BEGIN MATERIAL PROVIDED

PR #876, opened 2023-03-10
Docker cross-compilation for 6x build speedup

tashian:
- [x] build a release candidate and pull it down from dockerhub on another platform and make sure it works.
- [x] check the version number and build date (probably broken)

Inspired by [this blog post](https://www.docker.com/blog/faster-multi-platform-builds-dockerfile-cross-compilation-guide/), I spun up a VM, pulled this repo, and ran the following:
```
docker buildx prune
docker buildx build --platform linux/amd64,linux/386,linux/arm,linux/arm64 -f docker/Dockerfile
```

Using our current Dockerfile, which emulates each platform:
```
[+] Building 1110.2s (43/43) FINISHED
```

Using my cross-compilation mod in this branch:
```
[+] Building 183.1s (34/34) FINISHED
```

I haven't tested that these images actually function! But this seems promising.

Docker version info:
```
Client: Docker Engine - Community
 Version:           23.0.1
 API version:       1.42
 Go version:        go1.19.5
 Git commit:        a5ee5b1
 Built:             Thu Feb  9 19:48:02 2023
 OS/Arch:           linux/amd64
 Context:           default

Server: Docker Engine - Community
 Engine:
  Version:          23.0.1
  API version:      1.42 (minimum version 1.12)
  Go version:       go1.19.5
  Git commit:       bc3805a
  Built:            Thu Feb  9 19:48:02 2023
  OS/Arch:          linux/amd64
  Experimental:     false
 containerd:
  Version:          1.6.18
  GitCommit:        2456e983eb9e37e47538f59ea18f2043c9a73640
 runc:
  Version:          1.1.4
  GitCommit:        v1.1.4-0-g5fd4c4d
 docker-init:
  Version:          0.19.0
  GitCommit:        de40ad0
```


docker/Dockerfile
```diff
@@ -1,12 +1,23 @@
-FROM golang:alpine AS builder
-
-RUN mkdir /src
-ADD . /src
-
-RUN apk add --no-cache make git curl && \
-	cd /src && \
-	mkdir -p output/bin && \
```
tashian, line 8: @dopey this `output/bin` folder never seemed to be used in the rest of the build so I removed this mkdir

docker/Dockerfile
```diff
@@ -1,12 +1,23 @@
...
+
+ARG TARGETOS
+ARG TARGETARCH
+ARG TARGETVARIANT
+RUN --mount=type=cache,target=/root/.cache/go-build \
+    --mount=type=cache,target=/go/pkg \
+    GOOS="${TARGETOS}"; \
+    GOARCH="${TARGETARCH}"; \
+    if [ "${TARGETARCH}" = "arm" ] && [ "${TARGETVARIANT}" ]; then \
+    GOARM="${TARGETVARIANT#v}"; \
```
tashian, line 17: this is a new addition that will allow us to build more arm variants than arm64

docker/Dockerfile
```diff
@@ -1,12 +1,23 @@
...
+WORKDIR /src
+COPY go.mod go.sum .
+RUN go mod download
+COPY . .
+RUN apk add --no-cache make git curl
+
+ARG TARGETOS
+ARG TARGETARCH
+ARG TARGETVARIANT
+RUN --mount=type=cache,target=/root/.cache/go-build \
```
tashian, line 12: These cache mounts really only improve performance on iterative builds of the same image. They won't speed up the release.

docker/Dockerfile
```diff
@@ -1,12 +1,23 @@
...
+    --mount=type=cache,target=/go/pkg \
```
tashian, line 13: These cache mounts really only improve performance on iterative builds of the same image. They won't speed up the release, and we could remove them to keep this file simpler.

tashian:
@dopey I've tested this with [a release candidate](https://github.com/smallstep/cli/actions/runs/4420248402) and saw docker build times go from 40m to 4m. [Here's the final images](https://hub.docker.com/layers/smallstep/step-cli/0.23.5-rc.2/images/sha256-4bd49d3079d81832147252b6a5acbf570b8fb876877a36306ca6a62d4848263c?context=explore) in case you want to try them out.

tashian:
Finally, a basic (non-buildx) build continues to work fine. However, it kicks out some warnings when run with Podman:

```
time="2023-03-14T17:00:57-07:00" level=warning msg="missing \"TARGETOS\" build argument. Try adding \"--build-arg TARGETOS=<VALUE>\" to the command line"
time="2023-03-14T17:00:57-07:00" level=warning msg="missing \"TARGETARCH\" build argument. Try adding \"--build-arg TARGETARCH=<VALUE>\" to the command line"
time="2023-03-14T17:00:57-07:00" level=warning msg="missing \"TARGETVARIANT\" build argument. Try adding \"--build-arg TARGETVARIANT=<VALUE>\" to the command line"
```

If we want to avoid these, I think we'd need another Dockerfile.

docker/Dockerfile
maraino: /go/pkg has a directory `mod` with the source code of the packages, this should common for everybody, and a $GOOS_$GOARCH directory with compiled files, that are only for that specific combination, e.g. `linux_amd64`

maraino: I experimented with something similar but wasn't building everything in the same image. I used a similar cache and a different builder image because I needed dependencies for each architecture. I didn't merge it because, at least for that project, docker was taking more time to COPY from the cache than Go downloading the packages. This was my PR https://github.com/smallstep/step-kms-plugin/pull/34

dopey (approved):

END MATERIAL PROVIDED
BEGIN MATERIAL PROVIDED

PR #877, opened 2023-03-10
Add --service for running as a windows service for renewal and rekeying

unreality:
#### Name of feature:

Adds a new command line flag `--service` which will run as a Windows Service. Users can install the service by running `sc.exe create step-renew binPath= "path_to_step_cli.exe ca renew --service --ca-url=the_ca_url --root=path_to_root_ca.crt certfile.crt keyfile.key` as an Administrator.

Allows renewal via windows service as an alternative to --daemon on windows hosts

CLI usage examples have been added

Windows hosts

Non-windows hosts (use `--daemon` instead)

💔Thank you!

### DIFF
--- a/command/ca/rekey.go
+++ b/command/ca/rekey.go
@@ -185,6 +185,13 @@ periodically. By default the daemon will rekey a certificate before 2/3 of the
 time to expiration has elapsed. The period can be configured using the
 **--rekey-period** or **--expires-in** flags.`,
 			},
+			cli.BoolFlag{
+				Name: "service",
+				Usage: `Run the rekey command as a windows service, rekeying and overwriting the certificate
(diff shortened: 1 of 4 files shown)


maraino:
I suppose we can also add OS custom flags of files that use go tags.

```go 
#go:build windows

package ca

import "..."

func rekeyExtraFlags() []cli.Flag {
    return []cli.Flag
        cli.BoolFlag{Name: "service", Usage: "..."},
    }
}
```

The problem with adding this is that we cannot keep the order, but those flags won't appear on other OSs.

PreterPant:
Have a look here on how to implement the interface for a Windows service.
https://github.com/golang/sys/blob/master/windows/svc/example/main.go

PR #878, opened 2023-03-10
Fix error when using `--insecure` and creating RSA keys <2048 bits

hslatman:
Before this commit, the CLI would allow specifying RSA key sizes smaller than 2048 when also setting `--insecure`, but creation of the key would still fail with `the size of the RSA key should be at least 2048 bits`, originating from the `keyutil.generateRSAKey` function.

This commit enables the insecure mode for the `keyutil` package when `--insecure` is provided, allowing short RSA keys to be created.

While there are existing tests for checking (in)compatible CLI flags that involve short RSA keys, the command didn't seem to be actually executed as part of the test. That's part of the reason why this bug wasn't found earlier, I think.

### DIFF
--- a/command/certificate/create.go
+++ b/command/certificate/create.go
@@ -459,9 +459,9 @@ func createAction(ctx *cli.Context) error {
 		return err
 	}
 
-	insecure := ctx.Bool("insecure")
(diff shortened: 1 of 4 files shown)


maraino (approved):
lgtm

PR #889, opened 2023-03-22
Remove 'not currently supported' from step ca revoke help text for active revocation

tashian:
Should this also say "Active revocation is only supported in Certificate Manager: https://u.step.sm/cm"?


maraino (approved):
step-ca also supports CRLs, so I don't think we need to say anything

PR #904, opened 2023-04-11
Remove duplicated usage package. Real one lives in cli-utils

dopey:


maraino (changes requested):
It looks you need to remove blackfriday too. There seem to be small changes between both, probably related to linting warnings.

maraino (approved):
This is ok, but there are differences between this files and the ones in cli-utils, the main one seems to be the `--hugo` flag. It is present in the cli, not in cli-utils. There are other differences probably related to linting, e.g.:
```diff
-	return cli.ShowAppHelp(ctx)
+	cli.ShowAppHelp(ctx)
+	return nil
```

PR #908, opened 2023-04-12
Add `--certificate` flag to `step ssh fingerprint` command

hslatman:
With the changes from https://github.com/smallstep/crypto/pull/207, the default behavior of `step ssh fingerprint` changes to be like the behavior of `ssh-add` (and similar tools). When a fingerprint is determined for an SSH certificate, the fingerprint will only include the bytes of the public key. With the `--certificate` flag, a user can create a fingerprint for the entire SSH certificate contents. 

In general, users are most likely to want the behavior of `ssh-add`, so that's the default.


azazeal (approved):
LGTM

END MATERIAL PROVIDED
BEGIN MATERIAL PROVIDED

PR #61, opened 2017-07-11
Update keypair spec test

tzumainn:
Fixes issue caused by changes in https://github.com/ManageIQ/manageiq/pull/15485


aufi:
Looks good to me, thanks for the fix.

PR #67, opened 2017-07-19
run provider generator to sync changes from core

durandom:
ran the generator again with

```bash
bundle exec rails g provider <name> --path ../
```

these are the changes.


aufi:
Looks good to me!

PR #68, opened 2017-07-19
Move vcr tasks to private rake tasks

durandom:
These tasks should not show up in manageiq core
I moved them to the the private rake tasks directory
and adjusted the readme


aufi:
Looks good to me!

END MATERIAL PROVIDED

> _PROBLEM TO SOLVE_: Exactly one number is the expected answer: the count of lines in the entries where the word "warnings" is found.

> _RESPONSE_: 2